For the past seven years the EU has been forcing prices down by placing a cap on the charges operators can impose and reducing that limit each year. Leaving the EU might mean that all agreements are scrapped and have to be renegotiated.
Current charge caps are €0.19 per minute for calls, €0.06 per text message and €0.20 per megabyte of data. On 30 April 2016, these will go down to €0.05, €0.02 and €0.05 respectively.
Under the new agreement, mobile phone users travelling within the EU will pay the same price for calls, text messages and data as they do in their home country from 15 June 2017.

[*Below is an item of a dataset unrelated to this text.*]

PR #3860, opened 2022-09-08
DBZ-5581 Apply unavailable value placeholder on when parsing SELECT_LOB_LOCATOR event types

Naros:
https://issues.redhat.com/browse/DBZ-5581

Given how hard it has been to force some of the biggest operators to reduce their rates in the first place, if we are no longer in the EU, it looks a certainty that prices will rise again. However Ed Vaizey (Minister of State for Culture and the Digital Economy) said “If we were to withdraw from the European Union, I still think that British consumers would benefit,” speaking to members of the EU Internal Market, Infrastructure and Employment Sub-Committee. “Norway, for example, is not a member of the European Union but it will benefit from this package as it’s part of the European Economic Area,” he explained.
On the other hand ABTA has said in its report with Deloittes, which looked at how the existing relationship between the UK and the EU would affect UK travellers. That “The EU has recently introduced caps for mobile phone roaming charges, harmonising the maximum charges applicable to consumers for using their phones in other EU countries, and will extend this to a complete ban on additional roaming fees in April 2017. As a Regulation (531/2012), the law applying these rules would be removed by Brexit, unless the UK Government acted to ensure it remained on statute.”
Once again it is a matter of who do you believe and not knowing what might happen after 23rd June if we vote to leave.